Eu nunca vivi uma época em que a gente precise tanto de chuva como agora. Precisa chover, precisa chover muito. Falo da chuva que limpa, que refresca, que muda, que dá vida nova. Precisamos muito de uma nova chance e de algo que nos mostre isso, como a chuva faz.

Eu preciso da chuva que leve embora a minha incompreensão, que leve embora a minha falta de tempo e o meu cansaço que acumulam vez e outra embaixo do tapete da minha impaciência.

Precisamos que chova para limpar ódio, o preconceito, a violência e os discursos sem noção que encorajam isso nas pessoas.

Gosto de pensar na chuva que molha e que aos poucos preenche os buracos das nossas incertezas e inseguranças. Penso num temporal que faça barulho, que nos assuste com o trovão sempre que acharmos que sabemos demais ou que temos qualquer direito sobre o outro.

Já a chuva, é direito de todos. Molha muitos de uma só vez. Chove aqui e ali, chove no mundo. Chove fora de casa e precisa chover dentro da gente.
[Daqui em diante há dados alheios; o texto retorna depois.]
PR #683, opened 2016-07-08
LuaJit recipe

miqlas:
Just for fun

### DIFF
--- a/dev-lang/luajit/luajit-2.1.0~beta2.recipe
+++ b/dev-lang/luajit/luajit-2.1.0~beta2.recipe
@@ -1,0 +1,64 @@
+SUMMARY="A Just-In-Time Compiler (JIT) for the Lua programming language"
+DESCRIPTION="Lua is a powerful, dynamic and light-weight programming \
+language. It may be embedded or used as a general-purpose, stand-alone \
+language. LuaJIT is a Just-In-Time Compiler (JIT) for it."
+HOMEPAGE="http://luajit.org/luajit.html"
+COPYRIGHT="2005-2015 Mike Pall"
+LICENSE="MIT"
+REVISION="1"
+SOURCE_URI="http://luajit.org/download/LuaJIT-2.1.0-beta2.tar.gz"
+CHECKSUM_SHA256="713924ca034b9d99c84a0b7b701794c359ffb54f8e3aa2b84fad52d98384cf47"
+SOURCE_DIR="LuaJIT-2.1.0-beta2"
+
+ARCHITECTURES="x86 !x86_gcc2"
+SECONDARY_ARCHITECTURES="x86"
+
+PROVIDES="
+	luajit$secondaryArchSuffix = $portVersion compat >= 5.1
+	lib:libluajit_5.1$secondaryArchSuffix = $portVersion compat >= 2
+	cmd:luajit_$portVersion$secondaryArchSuffix
+	cmd:luajit$secondaryArchSuffix
+	"
+REQUIRES="
+	haiku$secondaryArchSuffix
+	"
+
+PROVIDES_devel="
+	luajit$secondaryArchSuffix_devel = $portVersion compat >= 5.1
+	devel:libluajit_5.1$secondaryArchSuffix = $portVersion compat >= 2
+	"
+REQUIRES_devel="
+	luajit$secondaryArchSuffix == $portVersion base
+	"
+
+BUILD_REQUIRES="
+	haiku${secondaryArchSuffix}_devel
+	"
+BUILD_PREREQUIRES="
+	cmd:make
+	cmd:gcc$secondaryArchSuffix
+	"
+
+BUILD()
+{
+	# Use amalg target as recommended on luajit homepage to get better performance
+	make $jobArgs amalg PREFIX=$prefix
+}
+
+INSTALL()
+{
+	make install PREFIX=$prefix INSTALL_LIB="$libDir" INSTALL_BIN="$binDir" \
+		INSTALL_INC="$includeDir" INSTALL_SHARE="$dataDir" \
+		INSTALL_MAN="$manDir/man1" INSTALL_LMOD="$dataDir/lua/5.1"
+
+	ln -s $libDir/libluajit-5.1.so.2.1.0 $libDir/libluajit-5.1.so.2
+
+	# the pkg-config is for 5.1 compat
+	mkdir -p $libDir/pkgconfig
+	cp etc/luajit.pc $libDir/pkgconfig/luajit.pc
+
+	prepareInstalledDevelLib libluajit-5.1
+	fixPkgconfig
+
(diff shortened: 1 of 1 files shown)


dev-lang/luajit/luajit-2.1.0_beta2.recipe
```diff
@@ -0,0 +1,65 @@
...
+	make $jobArgs amalg PREFIX=$prefix
+}
+
+INSTALL()
+{
+	make install PREFIX=$prefix INSTALL_LIB="$libDir" INSTALL_BIN="$binDir" \
+		INSTALL_INC="$includeDir" INSTALL_SHARE="$dataDir" \
+		INSTALL_MAN="$manDir/man1" INSTALL_LMOD="$dataDir/lua/5.1"
+
+	ln -s $libDir/libluajit-5.1.so.2.1.0 $libDir/libluajit-5.1.so.2
```
fbrosson: If you need to create that symlink, then it should be:
```
	ln -s libluajit-5.1.so.2.1.0 $libDir/libluajit-5.1.so.2
```

dev-lang/luajit/luajit-2.1.0_beta2.recipe
```diff
@@ -0,0 +1,65 @@
...
+
+	# the pkg-config is for 5.1 comapt
```
fbrosson: s/comapt/compat/

dev-lang/luajit/luajit-2.1.0_beta2.recipe
```diff
@@ -0,0 +1,65 @@
...
+	make $jobArgs amalg PREFIX=$prefix
+}
+
+INSTALL()
+{
+	make install PREFIX=$prefix INSTALL_LIB="$libDir" INSTALL_BIN="$binDir" \
+		INSTALL_INC="$includeDir" INSTALL_SHARE="$dataDir" \
+		INSTALL_MAN="$manDir/man1" INSTALL_LMOD="$dataDir/lua/5.1"
+
+	ln -s libluajit-5.1.so.2.1.0 $libDir/libluajit-5.1.so.2
```
waddlesplash: This doesn't look right. You're symlinking a file in the local directory to `$libDir`?

korli:
Should be dev-lang/luajit/luajit-2.1.0~beta2.recipe

dev-lang/luajit/luajit-2.1.0_beta2.recipe
fbrosson: @waddlesplash, I do agree that it does not **_look_** right, but if you are creating a symlink, then it is OK to use:
```
ln -s relative/path/to/target $directory/symlink-name
```
because **`relative/path/to/target`** is _not_ relative to the **_current_** directory but to the _directory where the symlink is created_. That's why the following command:
```
ln -s libluajit-5.1.so.2.1.0 $libDir/libluajit-5.1.so.2
```
will create a «**`libluajit-5.1.so.2 -> libluajit-5.1.so.2.1.0`**» symlink in **`$libDir`**, no matter which current directory you are in when the command is executed.

(Of course, most users go to the directory where the symlink is to be created (before creating it) because this allows to use the sehll auto-complete for the **`relative/path/to/`**. This is why very few people know that "local" symlinks (I mean symlinks to files in the same directory) can be created even if you're not in the target dir.)

So @miqlas, you can safely use the command I had suggested earlier:
```
ln -s libluajit-5.1.so.2.1.0 $libDir/libluajit-5.1.so.2
```
For the record, you can get the same result with:
```
ln -s -r $libDir/libluajit-5.1.so.2.1.0 $libDir/libluajit-5.1.so.2
```
So you have the choice ;-)

fbrosson:
@miqlas, I don't know comfortable you are with git, but in case you need help for renaming the recipe, here's what you can do:
```
cd haikuports/dev-lang/luajit
git checkout luajit21 # in case you are not in that branch
git mv luajit-2.1.0_beta2.recipe luajit-2.1.0~beta2.recipe
git commit --amend luajit-2.1.0_beta2.recipe luajit-2.1.0~beta2.recipe
git push -f
```
(Sorry if that was obvious.)

dev-lang/luajit/luajit-2.1.0~beta2.recipe
```diff
@@ -0,0 +1,65 @@
...
+	lib:libluajit_5.1$secondaryArchSuffix = $portVersion compat >= 2
+	cmd:luajit_$portVersion$secondaryArchSuffix
+	cmd:luajit$secondaryArchSuffix
+	"
+REQUIRES="
+	haiku$secondaryArchSuffix
+	"
+
+PROVIDES_devel="
+	luajit${secondaryArchSuffix}_devel = $portVersion compat >= 5.1
```
diversys: Lose braces

dev-lang/luajit/patches/luajit-2.1.0~beta2.patchset
```diff
@@ -0,0 +1,34 @@
...
+diff --git a/src/Makefile b/src/Makefile
+index 3f25192..4f2b3fb 100644
+--- a/src/Makefile
++++ b/src/Makefile
+@@ -224,7 +224,7 @@ TARGET_DYNXLDOPTS=
+ TARGET_LFSFLAGS= -D_FILE_OFFSET_BITS=64 -D_LARGEFILE_SOURCE
+ TARGET_XCFLAGS= $(TARGET_LFSFLAGS) -U_FORTIFY_SOURCE
+ TARGET_XLDFLAGS=
+-TARGET_XLIBS= -lm
++TARGET_XLIBS= -lroot
```
diversys: This patch shouldn't be needed anymore

dev-lang/luajit/luajit-2.1.0~beta2.recipe
miqlas: I don't know what do you mean.

dev-lang/luajit/patches/luajit-2.1.0~beta2.patchset
miqlas: Patch made before -lm changes in Haiku. Do i really need to redo my patch now?

diversys: I think you can just drop it

dev-lang/luajit/luajit-2.1.0~beta2.recipe
diversys: You can remove braces here

dev-lang/luajit/patches/luajit-2.1.0~beta2.patchset
miqlas: Then the diff hash will change. One just cannot change the patch...

diversys: You can drop the patch altogether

Não importa se chove pela noite ou pela tarde, todo final de chuva traz um novo começo para a gente, um respirar mais aberto, mais gostoso, diferente.

Chover é mudar.

Precisamos de uma boa chuva para limpar toda a sujeira emocional que a morte deixou.

O frescor dessa chuva vai reunir tudo aquilo que foi separado.

Enquanto chover, eu vou sair de casa. Ficar de pé na rua, no estacionamento do meu condomínio, de braços abertos e rosto empinado para o céu. Chuva e lágrimas vão se misturar.

Quero sentir o toque de cada gota e, quando a chuva passar, quero que a sensação gostosa dessas gotas ressurja em lembranças, em novos toques, em diferentes situações do meu dia a dia, como no abraço do meu namorado, no gritinho histérico de alegria da minha afilhada ainda bebê, numa música que ouço sozinho, no comentário sem pretensão que me faz chorar de rir, e em tudo o mais que faz chover e lavar dentro de mim.